Incomoda-me o unanimismo forçado que voa desde certos quadrantes. Convencionou-se que só de cravo à lapela é que se presta homenagem à revolução de Abril. Os dissidentes do apêndice floral são apontados a dedo, subtilmente denunciados como saudosistas do passado que cessou em 25 de Abril de 1974. É curioso que sejam as mesmas pessoas que zombam do acidental Bush Jr., os mesmos que denunciaram o simplismo da dicotomia pregada após os ataques do 11 de Setembro. Na ocasião, Bush Jr. sentenciou: “quem não está connosco (no combate ao terrorismo) está contra nós”. As vozes que se ergueram contra o simplismo de Bush Jr. tinham razão. Só se lamenta que escorreguem na casca da banana da incoerência e tenham o mesmo raciocínio a propósito do 25 de Abril. É lapidar a imagem que passam: quem trouxer cravos à lapela homenageia a revolução (dita dos cravos); quem o não fizer é um saudosista do “fascismo”. Parece que não há meio-termo.

E ele existe. Há quem seja cultor da liberdade (a liberty, na tradição liberal que distingue liberty de freedom) e não se reveja no artificialismo serôdio do símbolo do cravo. Como há quem se recuse a dar para o peditório de folclóricas manifestações – como a “obrigação” de mostrar um farfalhudo e garrido cravo pregado à lapela. É sintomática a reacção de desaprovação das esquerdas mais radicais, quando olham de soslaio para os que não envergam cravo. Sintomática do seu entendimento de liberdade, revelado na falta de tolerância em relação aos que dissidem da folclórica manifestação.

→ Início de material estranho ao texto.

PR #1866, opened 2021-09-05
Added JStoJSON.md

Clerijr:
Added a snippet to convert a JS script into a JSON file


Chalarangelo (commented):

PR #1876, opened 2021-09-15
Used const instead of let on some files

OussamaAlouat:
Used const instead of let on vectorAngle.md file


OussamaAlouat:
Sorry, but why are invalid?

PR #1878, opened 2021-09-17
Added haversineDistance.md

vikrant4u2:
Calculate the great-circle distance between two points using the Haversine formula. It is the shortest distance between two points on the surface of a sphere, measured along the surface of the sphere.


Trinityyi (commented):

Annamisa:
T7

PR #1886, opened 2021-09-27
Add arrayNegativeIndex

fltenwall:
Creates an array that supports negative indexes.


Chalarangelo (commented):
Thanks for contributing. However, your snippet doesn't provide enough value for the average reader, as `Array.prototype.slice()` is already a valid alternative. Closing due to that.

PR #124, opened 2018-12-06
Better diags on failed tests

caseydavenport:
## Description

This PR adds, hopefully, some additional diagnostics to k8s fv tests.

namely:
- Waits for deployments to finish rolling out before carrying on with test.
- Adds some basic diags collection to be printed to logs on failure.

## Todos
- [ ] Tests
- [ ] Documentation
- [ ] Release note

## Release Note

```release-note
None required
```

### DIFF
--- a/tests/k8st/utils/utils.py
+++ b/tests/k8st/utils/utils.py
@@ -19,6 +19,23 @@ import time
 
 _log = logging.getLogger(__name__)
 
+# Helps with printing diags after a test.
+class DiagsCollector(object):
+    def __enter__(self):
+        pass
+
+    def __exit__(self, exc_type, exc_value, traceback):
+        # Print out diagnostics for the test. These will go to screen
+        # on test failure.
+        _log.info("===================================================")
+        _log.info("============= COLLECTING DIAGS FOR TEST ===========")
+        _log.info("===================================================")
+        run("kubectl get deployments,pods,svc,endpoints --all-namespaces -o wide")
+        run("kubectl logs -n kube-system -l k8s-app=calico-node")
+        _log.info("===================================================")
+        _log.info("============= COLLECTED DIAGS FOR TEST ============")
+        _log.info("===================================================")
+
 
 def start_external_node_with_bgp(name, config):
     # Check how much disk space we have.
--- a/tests/k8st/test_base.py
+++ b/tests/k8st/test_base.py
@@ -136,6 +136,14 @@ class TestBase(TestCase):
         # with "app": <name>; i.e. those just created above.
         self.create_service(name, name, ns, port, svc_type, traffic_policy)
 
+    def wait_for_deployment(self, name, ns):
+        """
+        Waits for the given deployment to have the desired number of replicas.
+        """
+        logger.info("Checking status for deployment %s/%s" % (ns, name))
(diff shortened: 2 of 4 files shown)


tests/k8st/utils/utils.py
```diff
@@ -19,6 +19,23 @@
...
+        pass
+
+    def __exit__(self, exc_type, exc_value, traceback):
+        # Print out diagnostics for the test. These will go to screen
+        # on test failure.
+        _log.info("===================================================")
+        _log.info("============= COLLECTING DIAGS FOR TEST ===========")
+        _log.info("===================================================")
+        run("kubectl get deployments,pods,svc,endpoints --all-namespaces -o wide")
+        run("kubectl logs -n kube-system -l k8s-app=calico-node")
```
briansan: While this command is nice and succinct, it looks like this will dump the logs in a fashion that's a little difficult to delimit them. 
Do you think we could execute something like `kubectl get pods -nkube-system | grep calico-node | awk '{ printf $1"\n" }'`, iterate over the result.split(), and print a header with the pod name + the log dump for each?

tests/k8st/utils/utils.py
```diff
@@ -19,6 +19,23 @@
 
 _log = logging.getLogger(__name__)
 
+# Helps with printing diags after a test.
+class DiagsCollector(object):
```
briansan: I think it would be good to define an `__init__` with some args that customize what the Diag outputs.
As an example, there could be like a `dump_routes` variable to print out `docker exec kube-node-extra ip r` for service advertisement tests

caseydavenport:
> Looks nice. Is this now the complete fix as well? I.e. does the waiting get rid of the flake?

It's hard to say, I need to get quite a few more test runs in to see if we still hit the same flakes.

tests/k8st/utils/utils.py
caseydavenport: It _should_ be easy enough to find the beginning of each - we include some standard logs on startup that should make it clear where one log file begins, and which node it is for.

briansan:
```
2018-12-06 21:51:20.987 [INFO][45] route_table.go 189: Queueing a resync of routing table. ipVersion=0x4
2018-12-06 21:51:20.989 [INFO][45] int_dataplane.go 765: Finished applying updates to dataplane. msecToApply=2.1740790000000003
2018-12-06 21:51:22.054 [INFO][45] health.go 150: Overall health summary=&health.HealthReport{Live:true, Ready:true}
2018-12-06 20:37:48.793 [INFO][8] startup.go 244: Early log level set to info
2018-12-06 20:37:48.793 [INFO][8] startup.go 264: Using HOSTNAME environment (lowercase) for node name
2018-12-06 20:37:48.794 [INFO][8] startup.go 272: Determined node name: kube-master
```
good enough for me :+1:

tests/k8st/utils/utils.py
caseydavenport: Yeah, we could add some arguments to this, but for the information I was looking for right now I didn't need any so I didn't add any :D 

Once there's a compelling reasons to pass arguments we can add them.

Dumping routes on the remote node already shows up in the log output, but adding confd template dumps is on my list of things we could do for sure.

PR #125, opened 2018-12-06
Additional assertion on BGP peering state

caseydavenport:
## Todos
- [ ] Tests
- [ ] Documentation
- [ ] Release note

## Release Note

```release-note
None required
```

### DIFF
--- a/tests/st/bgp/test_single_route_reflector.py
+++ b/tests/st/bgp/test_single_route_reflector.py
@@ -17,7 +17,7 @@ from unittest import skip
 from tests.st.test_base import TestBase
 from tests.st.utils.docker_host import DockerHost, CLUSTER_STORE_DOCKER_OPTIONS
 from tests.st.utils.route_reflector import RouteReflectorCluster
-from tests.st.utils.utils import update_bgp_config
+from tests.st.utils.utils import update_bgp_config, check_bird_status, retry_until_success
 
 from .peer import create_bgp_peer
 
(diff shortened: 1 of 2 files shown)


neiljerram:
```AssertionError: '10.110.108.204 proto bird \n\tnexthop via 10.192.0.3  dev eth0 weight 1\n\tnexthop via 10.192.0.4  dev eth0 weight 1' not found in 'default via 10.192.0.1 dev eth0 \n10.96.0.0/12 proto bird \n\tnexthop via 10.192.0.2  dev eth0 weight 1\n\tnexthop via 10.192.0.3  dev eth0 weight 1\n\tnexthop via 10.192.0.4  dev eth0 weight 1\n10.110.108.204 via 10.192.0.3 dev eth0 proto bird \n10.192.0.0/24 dev eth0 proto kernel scope link src 10.192.0.5 \n192.168.135.128/26 via 10.192.0.3 dev eth0 proto bird \n192.168.169.128/26 via 10.192.0.4 dev eth0 proto bird \n192.168.221.192/26 via 10.192.0.2 dev eth0 proto bird \n'
```
The test code is expecting ECMP routes for 10.110.108.204, but apparently there is only a single path programmed.

caseydavenport:
> The test code is expecting ECMP routes for 10.110.108.204, but apparently there is only a single path programmed.

Nice, this is one of the flakes we saw yesterday as well. I think we need additional diags to find the cause - will try to get a PR which spits out BIRD config, etc., on failure.

caseydavenport:
Hoping that diags from here can help: https://github.com/projectcalico/node/pull/124

PR #114, opened 2018-11-29
Allow more time for convergence after BGPPeer config to RRs

neiljerram:
I think we've been hitting a BIRD backoff of 30s because of connection
collision; and then this test's allowance of 25s isn't enough.  Details
for a particular
case (https://semaphoreci.com/calico/node-private/branches/confd-start-of-day/builds/1)
are:

Diags collection began at 16:15:15.851326

Ping attempts happened between 16:14:50.919387 and 16:15:14.415218

Problem was workload1_hihxkM failing to ping 192.168.190.0

BGPPeers were configured by 16:14:50.708608

workload1_hihxkM is on host1

At 16:15:30.620864, ip r on host1 includes 192.168.190.0/26 via 172.17.0.4 dev eth0 proto bird

At 16:15:24.877942, ip r on host3 includes 192.168.190.0 dev cali0abb0456e76 scope link

host1's BIRD log, between 16:14:48 (when the BGPPeers were configured) and the end of the test, was:
2018-11-29_16:14:48.69737 bird: Reconfigured
2018-11-29_16:14:50.11571 bird: Node_172_17_0_6: Connected to table master
2018-11-29_16:14:50.11572 bird: Node_172_17_0_6: State changed to feed
2018-11-29_16:14:50.11590 bird: Node_172_17_0_6: State changed to up
2018-11-29_16:14:50.11665 bird: Node_172_17_0_5: Connected to table master
2018-11-29_16:14:50.11665 bird: Node_172_17_0_5: State changed to feed
2018-11-29_16:14:50.11668 bird: Node_172_17_0_5: State changed to up
2018-11-29_16:14:50.11761 bird: Node_172_17_0_5: State changed to start
2018-11-29_16:14:52.12290 bird: Node_172_17_0_5: State changed to feed
2018-11-29_16:14:52.12291 bird: Node_172_17_0_5: Received: Connection collision resolution
2018-11-29_16:14:52.12291 bird: Node_172_17_0_5: State changed to stop
2018-11-29_16:14:52.12302 bird: Node_172_17_0_5: State changed to down
2018-11-29_16:14:52.12302 bird: Node_172_17_0_5: Starting
2018-11-29_16:14:52.12302 bird: Node_172_17_0_5: State changed to start
2018-11-29_16:14:54.12649 bird: Node_172_17_0_5: Connected to table master
2018-11-29_16:14:54.12650 bird: Node_172_17_0_5: State changed to feed
[...]

PR #126, opened 2018-12-07
Add assertions that BGP is established

caseydavenport:
## Description

Not sure if this is what is going on here, but thought it worth a shot since we've seen this failure a few times recently: https://semaphoreci.com/calico/node/branches/master/builds/363

We know that sometimes BGP peerings can be racy if they try to initiate at the same time and hit a conflict, causing a longer-than-expected delay in getting routes shared.

This should hopefully wait for BGP to establish before asserting reachability. 

## Todos
- [ ] Tests
- [ ] Documentation
- [ ] Release note

## Release Note

```release-note
None required
```

### DIFF
--- a/tests/st/bgp/test_route_reflector_cluster.py
+++ b/tests/st/bgp/test_route_reflector_cluster.py
@@ -19,7 +19,7 @@ from tests.st.utils.docker_host import DockerHost, CLUSTER_STORE_DOCKER_OPTIONS
 from tests.st.utils.route_reflector import RouteReflectorCluster
 
 from .peer import create_bgp_peer
-from tests.st.utils.utils import update_bgp_config
+from tests.st.utils.utils import update_bgp_config, retry_until_success
 
 class TestRouteReflectorCluster(TestBase):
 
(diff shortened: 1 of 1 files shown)


neiljerram:
@caseydavenport I don't yet understand the details here.  In the run that you linked, `test_route_reflector_cluster_resilience` failed, and if I'm reading the diags correctly

- it only allowed 7s for an inter-host ping after the last `create_bgp_peer`

- there were 6 attempts of `docker exec workload1 ping -c 1 -W 1 192.168.134.0`; so 1 original plus 5 retries.

But the code at that time was (and still is)

            # Peer the hosts with the route reflectors
            for host in [host1, host2]:
                for rr in rrc.get_redundancy_group():
                    create_bgp_peer(host, "node", rr.ip, 64513, metadata={'name': host.name + rr.name.lower()})

            # Assert network connectivity
            self.assert_true(workload_host1.check_can_ping(workload_host2.ip, retries=10))
            self.assert_ip_connectivity(workload_list=[workload_host1,
                                                       workload_host2],
                                        ip_pass_list=[workload_host1.ip,
                                                      workload_host2.ip])

So I don't understand why only 5 retries.

Secondly there's #114.  It was my bad there not to apply the same change to `test_route_reflector_cluster_resilience` - sorry - and I think we should do that.  Possibly then we wouldn't need _this_ PR as well; I don't know.  But if we do, it feels like we should wrap this 'wait until the BGP is really ready' stuff into common code, and use it consistently in all the relevant RR tests.  Otherwise I'm concerned that it will appear we had reasons (but unstated!) for doing slightly different things in different tests.

WDYT?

A simbologia do cravo vem acompanhada de outros comportamentos forçados, uma espécie de código de conduta para o bien faire dos sucessivos 25 de Abril. O que seria de alguém que propusesse o fim das bafientas comemorações da revolução? Teria às costas o pesado fardo fascizante, quando muito não se livrava da acusação de branqueamento do passado que merece enaltecimento, de passar uma esponja pela memória que cimenta a identidade colectiva, da desvalorização de uma revolução que marcou o reencontro com a liberdade. O sentir pessoal: é repetitivo assistir, nem que seja por breves minutos – os da distracção do olhar que escorrega para a televisão –, ao ritual de sempre: discursos solenes, a louvação da liberdade em termos tais que até parece que o fantasma do “fascismo” está ali à esquina, as patéticas caminhadas pela Avenida da Liberdade entoando os pregões da ordem, palavras poluídas vindas de quem não sabe praticar a liberdade.

Tenho para mim que elogiar a liberdade restituída pelo 25 de Abril, a cada 25 de Abril que passa, é um exercício de vacuidade. Chega o dia e o sentir colectivo é relembrado nas homenagens que devemos prestar aos arquitectos da revolução. Depois andamos trezentos e sessenta e quatro dias a atropelar – dia sim, dia não – a liberdade dos outros. O 25 de Abril de todos os anos parece uma catarse colectiva, uma expiação das escorregadelas para a intolerância nos outros trezentos e sessenta e quatro dias.